PR #5861, opened 2025-06-16
Make Mix hops optional for Mixnet Client SURBs

jmwample:
Allow SURBs to be sent configured to only use gateways in mixnet return path.

Follow on to #5696

Tested as working with mainnet vpnd/vpnc client for a handful of manual connections.

- - -
This change is [Reviewable](https://reviewable.io/reviews/nymtech/nym/5861)

### DIFF
--- a/common/client-core/config-types/src/lib.rs
+++ b/common/client-core/config-types/src/lib.rs
@@ -445,10 +445,7 @@ impl Default for Traffic {
             primary_packet_size: PacketSize::RegularPacket,
             secondary_packet_size: None,
             packet_type: PacketType::Mix,
-
-            // we should use the legacy format until sufficient number of nodes understand the
-            // improved encoding
-            use_legacy_sphinx_format: true,
+            use_legacy_sphinx_format: false,
             disable_mix_hops: false,
         }
     }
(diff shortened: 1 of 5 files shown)


jmwample:
@jstuczyn I don't know how broadly the `use_legacy_sphinx_format` settings apply. Given that we have looked at the coverage that the update has in node currently Is it okay to update the default to where clients will use the updated sphinx format? Or should we leave the legacy format as default  and make this this be more targeted somehow?

jstuczyn:
> @jstuczyn I don't know how broadly the `use_legacy_sphinx_format` settings apply. Given that we have looked at the coverage that the update has in node currently Is it okay to update the default to where clients will use the updated sphinx format? Or should we leave the legacy format as default and make this this be more targeted somehow?

so the thing is, it will apply to **every packet** constructed by the client. meaning we'd expect every mixnod, gateway and service provider on the route to be compatible with that change (otherwise they'd be dropping the packets or failing to parse them). ideally, maybe for now, we should do it in a more targetted way to just affect the vpn registration?

jmwample:
> we should do it in a more targetted way to just affect the vpn registration

How about this solution: If the client configures `disabled_mix_hops` it overrides the `use_legacy_sphinx_format` setting by necessity, creating its own exception. For now this only happens in the registration mixnet client. This way you have to intentionally enable a feature (that is disabled by default) to use this format.

When we are ready we can look into changing the default setting independently.

jstuczyn (approved):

++++++++++++++++++++

▸ TASK TO COMPLETE
List each line in the listing that contains the string "update".

▸ SOLUTION TO THIS PROBLEM
@jstuczyn I don't know how broadly the `use_legacy_sphinx_format` settings apply. Given that we have looked at the coverage that the update has in node currently Is it okay to update the default to where clients will use the updated sphinx format? Or should we leave the legacy format as default  and make this this be more targeted somehow?
> @jstuczyn I don't know how broadly the `use_legacy_sphinx_format` settings apply. Given that we have looked at the coverage that the update has in node currently Is it okay to update the default to where clients will use the updated sphinx format? Or should we leave the legacy format as default and make this this be more targeted somehow?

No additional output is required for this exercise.